The interplay between limiting processes in C3 photosynthesis studied by rapid-response gas exchange using transgenic tobacco impaired in photosynthesis

Abstract

A gas-exchange system with a rapid response time was used to study the interplay between rate-limiting processes of C3 photosynthesis in wild-type tobacco (Nicotiana tabacum L. cv. W38) and transgenic tobaccos with antisense DNAs directed against the Rubisco small subunit (anti-SSu plants) or the chloroplast glyceraldehyde-3-phosphate dehydrogenase (anti-GAPDH plants). High ribulosebisphos-phate (RuBP) pools were generated in leaves by exposing them briefly to very low CO2, after which they were transferred to varying CO2 concentrations, and transient CO2 assimilation rates were measured within the first 2–3 s. Comparison of the transient (RuBP-saturated) and steady-state rates confirmed that the CO2 assimilation rate in anti-SSu plants was RuBP-saturated (i.e. Rubisco limited) at all intercellular CO2 partial pressures (Ci), and that, in anti-GAPDH plants, the transition from RuBP-saturation to RuBP-limitation occurred at lower assimilation rates and lower Ci as GAPDH activity was decreased.
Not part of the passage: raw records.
PR #6167, opened 2022-03-04
More typesafety for GraphQL code

### LINKED ISSUE #4754: Create GraphQL ping
​

AC

- [ ] ping GQL, returns an object. each key is a database (redis, rethink, pg, no db). - - [ ] object must return even if a DB hangs, throws, etc. within 3 seconds

​

Estimate: 8 hours

mattkrick:
Fix #4754 
- [ ] Run the following on the private schema & see the response times for various services
```gql
query {
  ping {
    rethinkdb
    postgres
  	redis
  }
}
```

Today, we don't get a lot of type safety when we create objects with graphql
- We must remember to add types to the `source` 
- args are broken until we upgrade to v16
- We have to remember to include the context
- The return value of a resolver (e.g. `{taskId}`) isn't typed at all

So, i took a shot at what all the cool kids do these days.
- The schema is created using an SDL. You write GraphQL & it just creates the objects for you. All that's left are the resolvers
- codegen turns that SDL into types that you can apply to your resolvers
- the source value of a resolver (the first param, e.g. `{taskId}`) is called a "Model", which can be thought of like a database object vs. an object returned from graphql. that separation is nice. I'm calling them Sources in this PR so the name matches what GraphQL calls them.

Reading material:
- https://www.graphql-code-generator.com/plugins/typescript-resolvers
- https://www.graphql-tools.com/docs/schema-merging
- https://www.graphql-tools.com/docs/resolvers

Would love to get some feedback!


packages/server/graphql/intranetSchema/resolvers/ping.ts
```diff
@@ -0,0 +1,7 @@
+import {QueryResolvers} from '../resolvers/types'
+
+export interface PingPayload {}
```
mattkrick, line 3: not the greatest example, but say we wanted to just return `{taskId}`, we could define that here

packages/server/graphql/intranetSchema/typeDefs/ping.graphql
```diff
@@ -0,0 +1,10 @@
+union PingPayload = ErrorPayload | PingSuccess
```
mattkrick, line 1: is writing a file like this easier than the old way?

scripts/dev.js
```diff
@@ -45,7 +45,10 @@ const dev = async (maybeInit) => {
     await Promise.all([removeArtifacts()])
   }
   // Enable this if you're creating new github schemas
-  // await generate(codegenSchema)
+  try {
+    await generate(codegenSchema)
```
mattkrick, line 49: note: need to figure out how to get eslint to ignore fixing up the autogenerated files before we uncomment this out for good

packages/server/graphql/intranetSchema/sdl/resolvers.ts
```diff
@@ -0,0 +1,26 @@
...
+const importAll = (context: __WebpackModuleApi.RequireContext) => {
+  const collector = {} as Record<string, any>
+  context.keys().forEach((relativePath) => {
+    const {name} = path.parse(relativePath)
+    collector[name] = context(relativePath).default
+  })
+  return collector
+}
+
+const resolverMap: Resolvers = {
```
mattkrick, line 16: @blimmer this is my attempt to emulate what you were doing with that codegen script

codegen.json
```diff
@@ -12,6 +12,17 @@
       "schema": "packages/server/graphql/nestedSchema/GitLab/gitlabSchema.graphql",
       "documents": "packages/server/graphql/nestedSchema/GitLab/queries/*.graphql",
       "plugins": ["typescript", "typescript-operations", "add"]
+    },
+    "packages/server/graphql/intranetSchema/sdl/resolverTypes.ts": {
```
blimmer, line 16: question: how do we get rid of this SDL folder?

blimmer (commented):
I'm submitting these initial ideas for now, going to shift back over to #6183 to complete that work, then come back over here to make additional progress.

codegen.json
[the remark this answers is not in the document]
mattkrick: added to gitignore

packages/server/graphql/intranetSchema/sdl/resolvers.ts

In addition, we investigated whether the integrated post-illumination CO2 uptake could be used as a non-destructive means of estimating RuBP pools in leaves. In wild-type plants there was generally a good agreement between RuBP pools extracted from leaves after rapid freeze-clamping and estimates made from post-illumination CO2 uptake. However, in the anti-SSu plants, the post- illumination CO2 uptake underestimated the actual RuBP content and the discrepancy became larger as the Rubisco content decreased. Possible explanations for this are discussed.